Thanks for the video about this paper. Just what I was looking for. I will kindly suggest that the comment about the bathrooms would likely make some trans people uncomfortable. It is an unfortunate name for this research. Maybe best to leave it at that. Cheers and thanks for your work.

@nasenach 3 жыл бұрын

Actually FID score is also kinda wrong, since the D stands for distance here... Ok, nerd out.

@SHauri-jb4ch 3 жыл бұрын

Ich mag deine Videos, aber wenn du das Wort "Trans" liest und deine erste Assoziation ist, dass das etwas mit WCs zu tun hat, solltest du mal über deine Vorurteile nachdenken. Wenn du so viele Leute erreichst, sollte dir klar sein, dass du ein diverses Publikum haben 'könntest'. Leider sind wir da im Bereich ML noch nicht so weit und solche Mikroaggressionen tragen meiner Meinung nach dazu bei, dass es so bleiben wird.

@sudo42b 4 жыл бұрын

Wow

@phoenixwithinme 4 жыл бұрын

Yannic gets them, the ml papers, like in the targeted distance. 😂

@ihoholko9522 4 жыл бұрын

Hi, what program are you using for papers readig?

@alpers.2123 4 жыл бұрын

OneNote

@ihoholko9522 4 жыл бұрын

@@alpers.2123 Thanks

@paiwanhan 3 жыл бұрын

Gan actually means the act of copulation in Mandarin. So TransGAN is even more unfortunate.

@pratik245 3 жыл бұрын

Ai papers are like news articles now.. So many and so similar

@bluestar2253 3 жыл бұрын

Convnets are dead, long live transformers! -- reminded me of the late 80s "AI is dead, long live neural nets!" Karma is a bitch.

@siquod 4 жыл бұрын

But what will transGANs do to the ganetics of organic crops if their pollen gets into the wild?

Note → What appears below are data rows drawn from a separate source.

PR #846, opened 2018-07-13
Support retrying Jetpack tunnel GET requests on timeout

aforcier:
Adds a mechanism for silently retrying GET requests through the Jetpack tunnel when we get a timeout error.

The Jetpack timeout error basically happens when a request through to the remote site ends up taking longer than 5 seconds. The response we get through the Jetpack tunnel looks like this:

```js
{
  "error": "http_request_failed",
  "message": "cURL error 28: Operation timed out after 5001 milliseconds with x bytes received"
}
```

(With HTTP status `400`.)

Retrying the request manually immediately or after a few seconds has tended to work in my experience, so the hope is that we can avoid too much user friction and just have a slight delay in completing the network action most of the time.

In the longer term I'd like us to expand this solution in a few ways:
1. Support POST/PUT/PATCH retries

This is trickier since in general these methods are not safe, and we can't call them multiple times. We would probably want to do something more complex than just retry in those cases, and maybe somehow verify if the resource was created on the server, and only retry in that case.

2. Track retry events

It might be nice to have some data on all this, patching through to analytics when a timeout occurs, for what endpoint, and whether a retry was successful.

### To test

This one's fun 😀 It's not easy to reliably trigger a legitimate Jetpack timeout error. It's pretty rare for fetching orders and order notes, and seems to appear a bit more often for `product` WooCommerce endpoints, which we don't use in FluxC yet. It's probably possible to set it up by modifying a site and adding some delays to PHP calls, but we can simulate the whole thing using Charles.

One way is to set a breakpoint on a request, like the one made when fetching orders through the example app, and modify the raw response to return the error message above and a HTTP 400.

A better way is to use Charles' [Rewrite function](https://www.charlesproxy.com/documentation/tools/rewrite/). This can be setup to always modify requests of a certain type according to your specifications. Mine looks like this:

charles-rewrite

(Replace the `11111111` in the URL with the ID of the site you're testing with.)

This will allow you to test the retry behavior. You should see 3 total failed requests come through to Charles with this active - the first failed attempt, and then the two retries. You should only get an error message at the UI level after the last failed attempt.

To test success after a retry, you can turn off Rewrite after the first retry is done - there's a 5 second delay between the first and second retry. You can also add more time by manually increasing [this value](https://github.com/wordpress-mobile/WordPress-FluxC-Android/compare/feature/wc-5-second-timeout-retry?expand=1#diff-42f3c5eee34b95ebe1f502c77163420eR36).

cc @nbradbury

### DIFF
--- a/example/src/androidTest/java/org/wordpress/android/fluxc/mocked/MockedStack_JetpackTunnelTest.kt
+++ b/example/src/androidTest/java/org/wordpress/android/fluxc/mocked/MockedStack_JetpackTunnelTest.kt
@@ -16,6 +16,7 @@ import org.wordpress.android.fluxc.network.rest.wpcom.BaseWPComRestClient
 import org.wordpress.android.fluxc.network.rest.wpcom.WPComGsonRequest
 import org.wordpress.android.fluxc.network.rest.wpcom.WPComGsonRequest.WPComErrorListener
 import org.wordpress.android.fluxc.network.rest.wpcom.auth.AccessToken
+import org.wordpress.android.fluxc.network.rest.wpcom.jetpacktunnel.JetpackTimeoutRequestHandler
 import org.wordpress.android.fluxc.network.rest.wpcom.jetpacktunnel.JetpackTunnelGsonRequest
 import java.util.concurrent.CountDownLatch
 import java.util.concurrent.TimeUnit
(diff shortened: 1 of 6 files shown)


plugins/woocommerce/src/main/kotlin/org/wordpress/android/fluxc/network/rest/wpcom/wc/order/OrderRestClient.kt
```diff
@@ -62,7 +63,8 @@ class OrderRestClient(
                     val orderError = networkErrorToOrderError(networkError)
                     val payload = FetchOrdersResponsePayload(orderError, site)
                     mDispatcher.dispatch(WCOrderActionBuilder.newFetchedOrdersAction(payload))
-                })
+                },
+                { request: WPComGsonRequest<*> -> add(request) })
```
nbradbury: Being so new to Kotlin I'm having trouble grokking what this line does. Any chance you can explain it?

aforcier: Sure thing!

So [here](https://github.com/wordpress-mobile/WordPress-FluxC-Android/pull/846/files#diff-b161c6048faf9b78ed1d48967aa63480R112) I added a new parameter to `buildGetRequest()`:

```kotlin
...,
jpTimeoutListener: ((WPComGsonRequest<*>) -> Unit)?
) ...
```

`jpTimeoutListener` is not a normal object but a function - one that takes a single argument of a `WPComGsonRequest`, and doesn't return anything (we don't care what the function actually does, that's up to the whoever is calling `buildGetRequest()`). (It's also nullable but that doesn't really mean anything different than usual.)

In this line here we're creating a function that matches what `buildGetRequest()` expects so we can satisfy that argument. The curly brackets indicate a function (specifically a [lambda expression](https://kotlinlang.org/docs/reference/lambdas.html#lambda-expressions-and-anonymous-functions)), and we're declaring a function that takes one argument, of type `WPComGsonRequest` (which we're calling `request`). The body of the function is up to us, and we're using it to pass the `request` to our `add()` function.

So basically it's like defining a listener that implements an interface and putting `add(request)` inside a method of that interface as we would do in Java, but instead of having to call something like `listener.onJpTimeout(request)` [here](https://github.com/wordpress-mobile/WordPress-FluxC-Android/pull/846/files#diff-42f3c5eee34b95ebe1f502c77163420eR62), we're basically just calling the callback function directly and there's no wrapped listener object.

You can also look at it this way - we could have declared the function explicitly further up, before we started defining the request:

```kotlin
val jpTimeoutListener = fun(request: WPComGsonRequest<*>) {
    add(request)
}
```

Then, on this line, instead of

```kotlin
{ request: WPComGsonRequest<*> -> add(request) }
```

we would just have

```kotlin
jpTimeoutListener
```

This also helps read the call to `jpTimeoutListener` [here](https://github.com/wordpress-mobile/WordPress-FluxC-Android/pull/846/files#diff-42f3c5eee34b95ebe1f502c77163420eR62), since you can see that we're literally calling the jpTimeoutListener function as it is above, with the argument `request`. The only different is that we're doing it inline, so we don't have to give the function a name.

Hope this was helpful - I'm happy to answer anything else that might come up, I know this is a tricky part of Kotlin to grok (and the networking code isn't the simplest place to deal with it in 😬).

nbradbury: > You can also look at it this way - we could have declared the function explicitly further up, before we started defining the request:

Aha, that made it clear to me - thanks for taking the time to explain it!

example/src/androidTest/java/org/wordpress/android/fluxc/mocked/MockedStack_JetpackTunnelTest.kt
```diff
@@ -108,6 +111,78 @@ class MockedStack_JetpackTunnelTest : MockedStack_Base() {
...
 
+    @Test
+    fun testJetpackTimeoutErrorResponseContinuous() {
+        // Simulate continuously receiving Jetpack timeout error from the server
+        // Expect to make the maximum number of retry attempts, and then finally receive the timeout as a normal error
+        val countDownLatch = CountDownLatch(JetpackTimeoutRequestHandler.DEFAULT_MAX_RETRIES + 1)
+        val url = "/"
+        var retriesAttempted = 0
+
+        val request = JetpackTunnelGsonRequest.buildGetRequest(url, 567, mapOf(),
```
nbradbury: Perhaps this is picky, but I'm wondering why we've hardcoded siteId 567 throughout? Seems like that should be a constant.

aforcier: It could be - I guess my thinking was that the number is totally arbitrary so having a constant almost suggests that the value is significant (e.g. is checked somewhere) when it's not.

...but we can solve that by just naming the constant appropriately. Updated in 6ed6df1 - also did the same for the unit test counterpart class.

nbradbury: > I guess my thinking was that the number is totally arbitrary so having a constant almost suggests that the value is significant

Oh, I was assuming that was a real site ID - I didn't know it was arbitrary.

nbradbury:
Really nice work @aforcier - and I learned a bit about Kotlin by reviewing this. :shipit:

@G12GilbertProduction 3 жыл бұрын

Discriminator sounds like more cancelingly. ×D

@JFIndustries 3 жыл бұрын

The joke about the name was really unnecessary

@xanderx8289 4 жыл бұрын

TransGen

@tarmiziizzuddin337 4 жыл бұрын

"Convolutions are for losers".. 😅

@panhuitong 4 жыл бұрын

"convolution is for the loser"..... feeling sad about that

@circuitguy9750 3 жыл бұрын

For the sake of your colleagues and students, I hope you realize how your "trans bathroom" joke is harmful, disrespectful, and unprofessional.

@ioannispanop 2 жыл бұрын

Very nice transphobic joke! #unsub

@FreakFolkerify 4 жыл бұрын

Can it turn my male dog into Female?